>>>>>

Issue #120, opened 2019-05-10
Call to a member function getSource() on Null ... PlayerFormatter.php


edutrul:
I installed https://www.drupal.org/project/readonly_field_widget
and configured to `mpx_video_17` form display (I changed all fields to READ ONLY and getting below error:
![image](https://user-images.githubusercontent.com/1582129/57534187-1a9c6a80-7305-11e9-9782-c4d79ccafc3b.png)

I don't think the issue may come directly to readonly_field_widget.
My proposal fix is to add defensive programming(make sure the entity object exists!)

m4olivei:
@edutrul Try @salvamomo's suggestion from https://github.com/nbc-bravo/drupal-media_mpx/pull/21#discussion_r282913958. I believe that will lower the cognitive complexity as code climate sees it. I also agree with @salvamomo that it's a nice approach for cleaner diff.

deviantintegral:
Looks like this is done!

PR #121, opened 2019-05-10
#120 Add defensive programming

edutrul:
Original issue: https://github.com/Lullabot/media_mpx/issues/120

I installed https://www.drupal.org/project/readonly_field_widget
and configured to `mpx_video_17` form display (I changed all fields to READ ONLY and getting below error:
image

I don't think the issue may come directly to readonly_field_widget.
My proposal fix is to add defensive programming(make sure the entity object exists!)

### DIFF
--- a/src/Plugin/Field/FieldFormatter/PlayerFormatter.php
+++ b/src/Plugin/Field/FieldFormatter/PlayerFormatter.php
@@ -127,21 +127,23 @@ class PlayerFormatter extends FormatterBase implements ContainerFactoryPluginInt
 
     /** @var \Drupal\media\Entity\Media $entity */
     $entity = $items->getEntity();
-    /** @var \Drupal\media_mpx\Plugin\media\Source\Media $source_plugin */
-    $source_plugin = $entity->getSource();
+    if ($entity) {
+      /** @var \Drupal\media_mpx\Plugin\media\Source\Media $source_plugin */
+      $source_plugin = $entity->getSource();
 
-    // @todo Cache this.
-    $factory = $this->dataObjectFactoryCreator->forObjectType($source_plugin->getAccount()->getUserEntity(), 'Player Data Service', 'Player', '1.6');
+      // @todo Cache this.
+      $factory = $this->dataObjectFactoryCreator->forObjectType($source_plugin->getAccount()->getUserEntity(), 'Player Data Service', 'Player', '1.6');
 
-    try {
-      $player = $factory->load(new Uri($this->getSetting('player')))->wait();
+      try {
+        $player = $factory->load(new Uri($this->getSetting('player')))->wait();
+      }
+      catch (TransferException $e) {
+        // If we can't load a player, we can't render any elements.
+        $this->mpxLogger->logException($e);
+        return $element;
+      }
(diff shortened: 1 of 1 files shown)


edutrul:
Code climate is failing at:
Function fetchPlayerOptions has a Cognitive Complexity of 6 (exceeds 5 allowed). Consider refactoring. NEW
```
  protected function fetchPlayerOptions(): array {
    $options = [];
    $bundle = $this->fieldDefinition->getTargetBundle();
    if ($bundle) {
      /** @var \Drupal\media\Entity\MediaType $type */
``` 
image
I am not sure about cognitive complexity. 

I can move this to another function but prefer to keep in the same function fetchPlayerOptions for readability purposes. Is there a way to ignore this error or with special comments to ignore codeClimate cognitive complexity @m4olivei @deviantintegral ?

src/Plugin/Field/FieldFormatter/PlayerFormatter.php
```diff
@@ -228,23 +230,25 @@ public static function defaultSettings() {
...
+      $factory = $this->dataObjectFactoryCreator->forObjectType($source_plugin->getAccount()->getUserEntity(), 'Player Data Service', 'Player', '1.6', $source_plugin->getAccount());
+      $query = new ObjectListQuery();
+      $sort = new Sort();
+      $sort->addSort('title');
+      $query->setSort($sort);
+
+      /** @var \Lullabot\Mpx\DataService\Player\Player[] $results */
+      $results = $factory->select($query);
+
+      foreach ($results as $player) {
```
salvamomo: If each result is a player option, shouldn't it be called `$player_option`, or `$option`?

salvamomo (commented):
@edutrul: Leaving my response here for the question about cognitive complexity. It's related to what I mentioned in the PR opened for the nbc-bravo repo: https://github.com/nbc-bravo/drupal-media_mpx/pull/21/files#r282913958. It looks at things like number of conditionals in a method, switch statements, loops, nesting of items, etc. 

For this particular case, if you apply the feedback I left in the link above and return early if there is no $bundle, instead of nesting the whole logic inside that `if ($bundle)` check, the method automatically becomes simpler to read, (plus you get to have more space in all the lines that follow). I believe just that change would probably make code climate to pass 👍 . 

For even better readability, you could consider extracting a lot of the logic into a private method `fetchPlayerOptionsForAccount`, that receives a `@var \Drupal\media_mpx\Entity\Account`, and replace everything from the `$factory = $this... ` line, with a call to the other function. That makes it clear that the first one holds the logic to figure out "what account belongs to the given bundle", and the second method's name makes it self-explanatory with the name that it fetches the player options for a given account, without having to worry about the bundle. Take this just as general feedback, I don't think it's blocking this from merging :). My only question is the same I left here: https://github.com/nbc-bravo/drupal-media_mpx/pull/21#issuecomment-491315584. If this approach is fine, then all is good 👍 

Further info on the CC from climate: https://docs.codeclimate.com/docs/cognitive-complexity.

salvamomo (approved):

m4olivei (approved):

<<<<<

● **Task description**
Restate every record above, exactly, in full.

● **Task answer**
Issue #120, opened 2019-05-10
Call to a member function getSource() on Null ... PlayerFormatter.php


edutrul:
I installed https://www.drupal.org/project/readonly_field_widget
and configured to `mpx_video_17` form display (I changed all fields to READ ONLY and getting below error:
![image](https://user-images.githubusercontent.com/1582129/57534187-1a9c6a80-7305-11e9-9782-c4d79ccafc3b.png)

I don't think the issue may come directly to readonly_field_widget.
My proposal fix is to add defensive programming(make sure the entity object exists!)

m4olivei:
@edutrul Try @salvamomo's suggestion from https://github.com/nbc-bravo/drupal-media_mpx/pull/21#discussion_r282913958. I believe that will lower the cognitive complexity as code climate sees it. I also agree with @salvamomo that it's a nice approach for cleaner diff.

deviantintegral:
Looks like this is done!

PR #121, opened 2019-05-10
#120 Add defensive programming

edutrul:
Original issue: https://github.com/Lullabot/media_mpx/issues/120

I installed https://www.drupal.org/project/readonly_field_widget
and configured to `mpx_video_17` form display (I changed all fields to READ ONLY and getting below error:
image

I don't think the issue may come directly to readonly_field_widget.
My proposal fix is to add defensive programming(make sure the entity object exists!)

### DIFF
--- a/src/Plugin/Field/FieldFormatter/PlayerFormatter.php
+++ b/src/Plugin/Field/FieldFormatter/PlayerFormatter.php
@@ -127,21 +127,23 @@ class PlayerFormatter extends FormatterBase implements ContainerFactoryPluginInt
 
     /** @var \Drupal\media\Entity\Media $entity */
     $entity = $items->getEntity();
-    /** @var \Drupal\media_mpx\Plugin\media\Source\Media $source_plugin */
-    $source_plugin = $entity->getSource();
+    if ($entity) {
+      /** @var \Drupal\media_mpx\Plugin\media\Source\Media $source_plugin */
+      $source_plugin = $entity->getSource();
 
-    // @todo Cache this.
-    $factory = $this->dataObjectFactoryCreator->forObjectType($source_plugin->getAccount()->getUserEntity(), 'Player Data Service', 'Player', '1.6');
+      // @todo Cache this.
+      $factory = $this->dataObjectFactoryCreator->forObjectType($source_plugin->getAccount()->getUserEntity(), 'Player Data Service', 'Player', '1.6');
 
-    try {
-      $player = $factory->load(new Uri($this->getSetting('player')))->wait();
+      try {
+        $player = $factory->load(new Uri($this->getSetting('player')))->wait();
+      }
+      catch (TransferException $e) {
+        // If we can't load a player, we can't render any elements.
+        $this->mpxLogger->logException($e);
+        return $element;
+      }
(diff shortened: 1 of 1 files shown)


edutrul:
Code climate is failing at:
Function fetchPlayerOptions has a Cognitive Complexity of 6 (exceeds 5 allowed). Consider refactoring. NEW
```
  protected function fetchPlayerOptions(): array {
    $options = [];
    $bundle = $this->fieldDefinition->getTargetBundle();
    if ($bundle) {
      /** @var \Drupal\media\Entity\MediaType $type */
``` 
image
I am not sure about cognitive complexity. 

I can move this to another function but prefer to keep in the same function fetchPlayerOptions for readability purposes. Is there a way to ignore this error or with special comments to ignore codeClimate cognitive complexity @m4olivei @deviantintegral ?

src/Plugin/Field/FieldFormatter/PlayerFormatter.php
```diff
@@ -228,23 +230,25 @@ public static function defaultSettings() {
...
+      $factory = $this->dataObjectFactoryCreator->forObjectType($source_plugin->getAccount()->getUserEntity(), 'Player Data Service', 'Player', '1.6', $source_plugin->getAccount());
+      $query = new ObjectListQuery();
+      $sort = new Sort();
+      $sort->addSort('title');
+      $query->setSort($sort);
+
+      /** @var \Lullabot\Mpx\DataService\Player\Player[] $results */
+      $results = $factory->select($query);
+
+      foreach ($results as $player) {
```
salvamomo: If each result is a player option, shouldn't it be called `$player_option`, or `$option`?

salvamomo (commented):
@edutrul: Leaving my response here for the question about cognitive complexity. It's related to what I mentioned in the PR opened for the nbc-bravo repo: https://github.com/nbc-bravo/drupal-media_mpx/pull/21/files#r282913958. It looks at things like number of conditionals in a method, switch statements, loops, nesting of items, etc. 

For this particular case, if you apply the feedback I left in the link above and return early if there is no $bundle, instead of nesting the whole logic inside that `if ($bundle)` check, the method automatically becomes simpler to read, (plus you get to have more space in all the lines that follow). I believe just that change would probably make code climate to pass 👍 . 

For even better readability, you could consider extracting a lot of the logic into a private method `fetchPlayerOptionsForAccount`, that receives a `@var \Drupal\media_mpx\Entity\Account`, and replace everything from the `$factory = $this... ` line, with a call to the other function. That makes it clear that the first one holds the logic to figure out "what account belongs to the given bundle", and the second method's name makes it self-explanatory with the name that it fetches the player options for a given account, without having to worry about the bundle. Take this just as general feedback, I don't think it's blocking this from merging :). My only question is the same I left here: https://github.com/nbc-bravo/drupal-media_mpx/pull/21#issuecomment-491315584. If this approach is fine, then all is good 👍 

Further info on the CC from climate: https://docs.codeclimate.com/docs/cognitive-complexity.

salvamomo (approved):

m4olivei (approved):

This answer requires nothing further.